*** Data section ***

PR #92, opened 2024-09-24
Remove `get_metadata` from `QueryContextInterface`

chriszarate:
Remove `get_metadata` from `QueryContextInterface` and implement it as a filter instead. Use cases are currently limited to field shortcodes and it is completely unused in example code. Moving to `QueryRunner` also gives implementors another control mechanism via custom QueryRunner, if they choose. Limiting the surface area of `QueryContextInterface` helps with docs.

No change in functionality, just moving.


mhsdef (approved):
Sounds good to me.

I'll note that I think we should (continue) to be thoughtful of tradeoffs with action / filter api and object / interface implementations.

It's a quite delicate balance between community norms and logical integrity. In general, I think it's good we've had relatively few hooks, but also sometimes it might be right as you note here. 🙃

PR #96, opened 2024-09-24
Move our PHP to declare(strict_types = 1)

mhsdef:
**tl;dr:** this makes type hinting work like you actually think it does.

In PHP, `declare(strict_types=1);` is a declaration that enables strict typing for a specific PHP file. This declaration affects how type checking is performed for function arguments and return values within that file. 

Without strict typing (default behavior):

1. PHP performs type juggling (automatic type conversion) when passing arguments to functions or returning values.
2. Allows for more flexible coding but can lead to unexpected results or hidden bugs.
3. Type hints are treated as suggestions rather than strict requirements.

With strict typing, we gain:

1. Better type safety: Strict typing provides stronger type checking, reducing the risk of type-related errors. With strict typing, type mismatches result in a `TypeError`, while without it, PHP attempts to convert types silently.
2. Code clarity: Strict typing requires function signatures more explicit about expected types.

### DIFF
--- a/bin/wp-env/decoupled/mu-plugins/home-url-filter.php
+++ b/bin/wp-env/decoupled/mu-plugins/home-url-filter.php
@@ -1,4 +1,7 @@
 <?php
+
+declare(strict_types = 1);
+
 add_filter('home_url', function ( $url, $path ) {
 	if ( have_posts() && is_singular() ) {
 		return site_url( $path );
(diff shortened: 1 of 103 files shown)


mhsdef:
As example of it doing what you'd think it was already doing... a couple of things it caught: 5d9614ac0c1d8cca2387f3f811a198ed3a1fc62a

PR #98, opened 2024-09-24
Update `withBlockBinding` filter strategy to override core

chriszarate:
Recent changes to Gutenberg in `trunk` broke our method of rendering remote data in the block editor. Core is preparing a public API that will allow custom block bindings to more easily do what we are doing manually. In its current state, however, it does not allow non-core code to participate and instead falls back to the binding label ("Remote Field Binding", in our case).

By adjusting our filter strategy, we can override this core behavior in a way that works for current and future releases.

- Move from `editor.BlockEdit` to `blocks.registerBlockType`.
- Use a higher filter priority (lower number) than Core.

This PR also updates the binding label for consistency (visible in sidebar block settings).

### DIFF
--- a/inc/Editor/DataBinding/BlockBindings.php
+++ b/inc/Editor/DataBinding/BlockBindings.php
@@ -24,7 +24,7 @@ class BlockBindings {
 	 */
 	public static function register_block_bindings(): void {
 		register_block_bindings_source( self::$binding_source, [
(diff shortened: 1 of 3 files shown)


jblz (approved):

maxschmeling (commented):
This is awesome! Glad we can make it work consistently across versions!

*** End of Data section ***

Action item:
Each line in the listing needs to be copied exactly.

Task result:
PR #92, opened 2024-09-24
Remove `get_metadata` from `QueryContextInterface`

chriszarate:
Remove `get_metadata` from `QueryContextInterface` and implement it as a filter instead. Use cases are currently limited to field shortcodes and it is completely unused in example code. Moving to `QueryRunner` also gives implementors another control mechanism via custom QueryRunner, if they choose. Limiting the surface area of `QueryContextInterface` helps with docs.

No change in functionality, just moving.


mhsdef (approved):
Sounds good to me.

I'll note that I think we should (continue) to be thoughtful of tradeoffs with action / filter api and object / interface implementations.

It's a quite delicate balance between community norms and logical integrity. In general, I think it's good we've had relatively few hooks, but also sometimes it might be right as you note here. 🙃

PR #96, opened 2024-09-24
Move our PHP to declare(strict_types = 1)

mhsdef:
**tl;dr:** this makes type hinting work like you actually think it does.

In PHP, `declare(strict_types=1);` is a declaration that enables strict typing for a specific PHP file. This declaration affects how type checking is performed for function arguments and return values within that file. 

Without strict typing (default behavior):

1. PHP performs type juggling (automatic type conversion) when passing arguments to functions or returning values.
2. Allows for more flexible coding but can lead to unexpected results or hidden bugs.
3. Type hints are treated as suggestions rather than strict requirements.

With strict typing, we gain:

1. Better type safety: Strict typing provides stronger type checking, reducing the risk of type-related errors. With strict typing, type mismatches result in a `TypeError`, while without it, PHP attempts to convert types silently.
2. Code clarity: Strict typing requires function signatures more explicit about expected types.

### DIFF
--- a/bin/wp-env/decoupled/mu-plugins/home-url-filter.php
+++ b/bin/wp-env/decoupled/mu-plugins/home-url-filter.php
@@ -1,4 +1,7 @@
 <?php
+
+declare(strict_types = 1);
+
 add_filter('home_url', function ( $url, $path ) {
 	if ( have_posts() && is_singular() ) {
 		return site_url( $path );
(diff shortened: 1 of 103 files shown)


mhsdef:
As example of it doing what you'd think it was already doing... a couple of things it caught: 5d9614ac0c1d8cca2387f3f811a198ed3a1fc62a

PR #98, opened 2024-09-24
Update `withBlockBinding` filter strategy to override core

chriszarate:
Recent changes to Gutenberg in `trunk` broke our method of rendering remote data in the block editor. Core is preparing a public API that will allow custom block bindings to more easily do what we are doing manually. In its current state, however, it does not allow non-core code to participate and instead falls back to the binding label ("Remote Field Binding", in our case).

By adjusting our filter strategy, we can override this core behavior in a way that works for current and future releases.

- Move from `editor.BlockEdit` to `blocks.registerBlockType`.
- Use a higher filter priority (lower number) than Core.

This PR also updates the binding label for consistency (visible in sidebar block settings).

### DIFF
--- a/inc/Editor/DataBinding/BlockBindings.php
+++ b/inc/Editor/DataBinding/BlockBindings.php
@@ -24,7 +24,7 @@ class BlockBindings {
 	 */
 	public static function register_block_bindings(): void {
 		register_block_bindings_source( self::$binding_source, [
(diff shortened: 1 of 3 files shown)


jblz (approved):

maxschmeling (commented):
This is awesome! Glad we can make it work consistently across versions!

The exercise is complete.